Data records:
PR #326, opened 2021-12-14
Update Infinispan image to 11.0.13.Final

calohmn:
Update Infinispan to version with updated log4j (CVE-2021-44228). Using the non-native image since there are no native versions of the current Infinispan releases.

### DIFF
--- a/charts/hono/Chart.yaml
+++ b/charts/hono/Chart.yaml
@@ -15,7 +15,7 @@ name: hono
 description: |
   Eclipse Hono™ provides remote service interfaces for connecting large numbers of IoT devices to a back end and
   interacting with them in a uniform way regardless of the device communication protocol.
-version: 1.10.14
+version: 1.10.15
 # Version of Hono being deployed by the chart
 appVersion: 1.10.0
 keywords:
--- a/charts/hono/templates/example-data-grid/statefulset.yaml
+++ b/charts/hono/templates/example-data-grid/statefulset.yaml
@@ -44,8 +44,21 @@ spec:
           containerPort: 11222
           protocol: TCP
         volumeMounts:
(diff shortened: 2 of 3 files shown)


ctron (approved):

calohmn:
The failed test is because of a missing `log4j2.xml` in the config map (needed by the non-native infinispan server image).

I'm currently checking whether changing the image here is needed at all. It isn't clear yet whether the used _native_ server image is affected by the vulnerability.

LOorts-Aloxy:
Infinispan version 11.0.13 is using version 2.15.0 which is still affected by ([CVE-2021-45046](https://nvd.nist.gov/vuln/detail/CVE-2021-45046)). Maybe it's best to only update when infinispan updates to use log4j 2.16.0?

calohmn:
It seems the native image is not affected by the vulnerability. Nonetheless, I think we can do the update here and then switch again to the native image version which is supposed to be available again with the coming 13.0.4 version (using log4j 2.16.0 then). @sophokles73 WDYT?

sophokles73:
> It seems the native image is not affected by the vulnerability

What information/analysis is this assessment based on?

If this assessment is correct, then I tend to agree with @LOorts-Aloxy that we could wait for 13.0.4 to be released and then do the upgrade in one go.

calohmn:
> What information/analysis is this assessment based on?

Discussions in [Infinispan chat](https://infinispan.zulipchat.com/#narrow/stream/118645-infinispan/topic/log4j.20-.20CVE-2021-44228) and https://github.com/infinispan/infinispan-images/issues/67.

calohmn:
No 100% clear statement there though, so merging this to be extra cautious and get the used version here off the radar. We can see this as an intermediate step en route to the 13.0.4 update, to be done once it is available.

PR #327, opened 2021-12-22
Update to infinispan/server-native:13.0.5

calohmn:
Follow-up of #326:
Update Infinispan image to 13.0.5, using again the native image version.

### DIFF
--- a/charts/hono/values.yaml
+++ b/charts/hono/values.yaml
@@ -188,7 +188,7 @@ dataGridExample:
   enabled: false
   # imageName contains the name (including tag)
   # of the container image to use for the example data grid.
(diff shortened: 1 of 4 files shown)


charts/hono/values.yaml
```diff
@@ -188,7 +188,7 @@ dataGridExample:
   enabled: false
   # imageName contains the name (including tag)
   # of the container image to use for the example data grid.
-  imageName: infinispan/server:11.0.13.Final
+  imageName: infinispan/server-native:13.0.5.Final-1
```
sophokles73, line 191: how about simply using `13.0` as the tag?

sophokles73 (approved):
LGTM

PR #331, opened 2022-01-26
Upgrade Kafka chart

sophokles73:
The dependency on the Kafka chart has been changed to version 14.
The default internal and external ports defined in the Kafka chart are
now being used unaltered.


sophokles73:

PR #332, opened 2022-01-27
Upgrade Mongo DB chart

sophokles73:
Use (most recent) chart that installs Mongo DB 4.4 to reflect what we already use in Hono's unit and integration tests


sophokles73:
@ctron would you mind taking a quick look?

PR #334, opened 2022-01-28
Added imagePullSecrets to hono chart for pulling from private registries

kyberpunk:
This pull request allows to pull images in Hono chart from private registry (e.g. using a proxy registry in enterprise infrastructure). Other charts already provide this option. I've used the approach from default helm template. But it is a valid discussion how to unify it across other charts. I intentionally din't use "global" value from Ditto chart since it conflicts with bitnami dependencies which use the same value with different yaml format.

### DIFF
--- a/charts/hono/Chart.yaml
+++ b/charts/hono/Chart.yaml
@@ -15,7 +15,7 @@ name: hono
 description: |
   Eclipse Hono™ provides remote service interfaces for connecting large numbers of IoT devices to a back end and
   interacting with them in a uniform way regardless of the device communication protocol.
-version: 1.10.20
+version: 1.10.21
 # Version of Hono being deployed by the chart
 appVersion: 1.10.1
 keywords:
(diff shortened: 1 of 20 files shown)


sophokles73 (commented):
Thanks for the PR, can you also please increase the patch level version of the chart in the Chart.yaml file?

kyberpunk:
Sure, it's done.

charts/hono/Chart.yaml
```diff
@@ -15,7 +15,7 @@ name: hono
 description: |
   Eclipse Hono™ provides remote service interfaces for connecting large numbers of IoT devices to a back end and
   interacting with them in a uniform way regardless of the device communication protocol.
-version: 1.10.19
+version: 1.10.20
```
sophokles73, line 18: The chart is already at 1.10.20 so you will need to bump it to 1.10.21 ...

sophokles73 (changes requested):

charts/hono/Chart.yaml
kyberpunk: Ok, I've missed it. It's rebased and fixed with version 1.10.21 now.

sophokles73 (approved):
LGTM

sophokles73:
@kyberpunk thanks for contributing :+1:

Issue #325, opened 2021-12-02
Update Hono to version 1.11


b-abel:
This issue is for tracking changes that will be required when updating Hono to version 1.11 (once it is released).

+ Changes regarding configuration property `hono.kafka.defaultClientIdPrefix`: https://github.com/eclipse/packages/issues/324
+ Configure Kafka clients individually: https://github.com/eclipse/hono/issues/2904
+ Define AMQP addresses with `notification/`prefix as multicast addresses in qdrouterd.json: https://github.com/eclipse/hono/pull/2994

Issue #324, opened 2021-11-25
[Hono] Remove configuration property hono.kafka.defaultClientIdPrefix


b-abel:
The discussion in https://github.com/eclipse/hono/issues/2960 concluded that the configuration property `hono.kafka.defaultClientIdPrefix` is to be removed.

calohmn:
I think we can remove it along with the update to Hono 1.11.0.
Removing it now would lead to client IDs with whitespace (e.g. "Hono AMQP Adapter-internal-cmd-d4378820-8425-4034-90d6-fa10a24a014e"), which is not ideal. For Hono 1.11.0 the format of the IDs shall be changed anyway.

PR #335, opened 2022-01-28
Upgrade to Hono 1.11

sophokles73:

THE PROBLEM
In the entries above, the lines between the one holding "Update Hono to version 1.11" and the one holding "Changes regarding configuration", inclusive, are to be printed exactly as written, and those alone.

TASK SOLUTION
Update Hono to version 1.11


b-abel:
This issue is for tracking changes that will be required when updating Hono to version 1.11 (once it is released).

+ Changes regarding configuration property `hono.kafka.defaultClientIdPrefix`: https://github.com/eclipse/packages/issues/324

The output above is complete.